*** Opening of Supplied information ***
PR #386, opened 2026-07-31
fix: Podman compose incorrectly targets docker engine w/ compose

muchzill4:
## Changes

ℹ️  This seems to affect podman 4.9.x, which is the version ubuntu 24.04 LTS ship with, my local tests with brewed podman 6.0.0 did work as expected w/o explicit `DOCKER_HOST` being set

- Configure the `docker-compose` provider with Podman’s resolved local API endpoint via `DOCKER_HOST`.
- Keep raw Podman commands on their normal local configuration; use `CONTAINER_HOST` only for explicit sockets.
- Correct deployment assertions to query containers with raw Podman rather than Compose, preventing tests from checking Docker while Podman Compose was misconfigured.
   - See the CI failure from the first commit of this PR 
- Cache the resolved local Compose endpoint

## Checklist

### DIFF
--- a/.github/workflows/ci.yaml
+++ b/.github/workflows/ci.yaml
@@ -142,11 +142,14 @@ jobs:
         if: runner.os == 'Linux'
         shell: bash
         run: |
-          runtime_dir="$RUNNER_TEMP/podman-runtime"
+          runtime_dir="${XDG_RUNTIME_DIR:-$RUNNER_TEMP/podman-runtime}"
           mkdir -p "$runtime_dir/podman"
-          chmod 700 "$runtime_dir"
-          echo "XDG_RUNTIME_DIR=$runtime_dir" >> "$GITHUB_ENV"
-          export XDG_RUNTIME_DIR="$runtime_dir"
+
+          if [ -z "${XDG_RUNTIME_DIR:-}" ]; then
+            chmod 700 "$runtime_dir"
+            echo "XDG_RUNTIME_DIR=$runtime_dir" >> "$GITHUB_ENV"
+            export XDG_RUNTIME_DIR="$runtime_dir"
+          fi
 
           socket_path="$XDG_RUNTIME_DIR/podman/podman.sock"
           if [ ! -S "$socket_path" ]; then
--- a/.github/workflows/ci.yaml
+++ b/.github/workflows/ci.yaml
@@ -138,6 +138,29 @@ jobs:
         run: |
           podman machine init --cpus 2 --memory 2048 --now
 
+      - name: Start Podman API service (Linux)
+        if: runner.os == 'Linux'
+        shell: bash
+        run: |
+          runtime_dir="$RUNNER_TEMP/podman-runtime"
+          mkdir -p "$runtime_dir/podman"
+          chmod 700 "$runtime_dir"
+          echo "XDG_RUNTIME_DIR=$runtime_dir" >> "$GITHUB_ENV"
+          export XDG_RUNTIME_DIR="$runtime_dir"
+
+          socket_path="$XDG_RUNTIME_DIR/podman/podman.sock"
+          if [ ! -S "$socket_path" ]; then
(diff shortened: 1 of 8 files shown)


.github/workflows/ci.yaml
```diff
@@ -138,6 +138,29 @@ jobs:
...
 
+      - name: Start Podman API service (Linux)
+        if: runner.os == 'Linux'
+        shell: bash
+        run: |
+          runtime_dir="$RUNNER_TEMP/podman-runtime"
+          mkdir -p "$runtime_dir/podman"
+          chmod 700 "$runtime_dir"
+          echo "XDG_RUNTIME_DIR=$runtime_dir" >> "$GITHUB_ENV"
+          export XDG_RUNTIME_DIR="$runtime_dir"
```
th3james: Overwriting this seems a touch invasive and could let to subtle misbehaviour. Possible that I'm being paranoid, but is it worth respecting the existing value?
```suggestion
          runtime_dir="${XDG_RUNTIME_DIR:-$RUNNER_TEMP/podman-runtime}"
          mkdir -p "$runtime_dir/podman"

          if [ -z "${XDG_RUNTIME_DIR:-}" ]; then
            chmod 700 "$runtime_dir"
            echo "XDG_RUNTIME_DIR=$runtime_dir" >> "$GITHUB_ENV"
            export XDG_RUNTIME_DIR="$runtime_dir"
          fi
```

internal/deploy/podman/socket.go
```diff
@@ -0,0 +1,232 @@
...
+
+	if socket.url == "" {
+		url, err := ResolveLocalComposeSocket(context.Background())
+		if err != nil {
+			return nil, err
+		}
+		socket.url = url
+	}
+	return append(environment, "DOCKER_HOST="+socket.url), nil
+}
```
th3james: Found this quite hard to follow, I think it's clearer if we separate out "get the URL from a `Socket`" from "change the ENV"


```suggestion
func (socket Socket) ConfigureComposeEnv(environment []string) ([]string, error) {
	socketURL, err := socket.GetSocketURL()
	if err != nil {
		return nil, err
	}
	return append(environment, "DOCKER_HOST="+socketURL), nil
}

func (socket Socket) GetSocketURL() (string, error) {
	if socket.localComposeSocket != nil {
		return socket.localComposeSocket.GetSocketURL()
	}
	if socket.url == "" {
		return "", errors.New("podman socket URL not configured")
	}
	return socket.url, nil
}

func (socket *localComposeSocket) GetSocketURL() (string, error) {
	socket.mutex.Lock()
	defer socket.mutex.Unlock()

	if socket.url == "" {
		url, err := ResolveLocalComposeSocket(context.Background())
		if err != nil {
			return "", err
		}
		socket.url = url
	}
	return socket.url, nil
}
```

internal/deploy/podman/socket.go
```diff
@@ -0,0 +1,232 @@
...
+	Path string
+}
+
+type machinePipe struct {
+	Path string
+}
+
+// ResolveLocalComposeSocket returns the host-accessible Podman API endpoint
+// that the external Compose provider must use for a local deployment.
+func ResolveLocalComposeSocket(ctx context.Context) (string, error) {
```
th3james, line 90: This is on the public interface and it takes a `context`, but it has a single call site inside this package , and the only context it gets passed is `context.Background()`.
Should we consider either removing the ability to pass a context, or update the function APIs up the call stack to allow passing the existing context down?

th3james (approved):
Functionally looks OK, but there are a few tweaks to consider

internal/deploy/podman/socket.go
muchzill4: eff1e80

internal/deploy/podman/socket.go
muchzill4: 248673a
*** Close of Supplied information ***
** Assigned task **
Which lines of the records above hold the word "mutex"? Copy each one out.

** Task response **
	socket.mutex.Lock()
	defer socket.mutex.Unlock()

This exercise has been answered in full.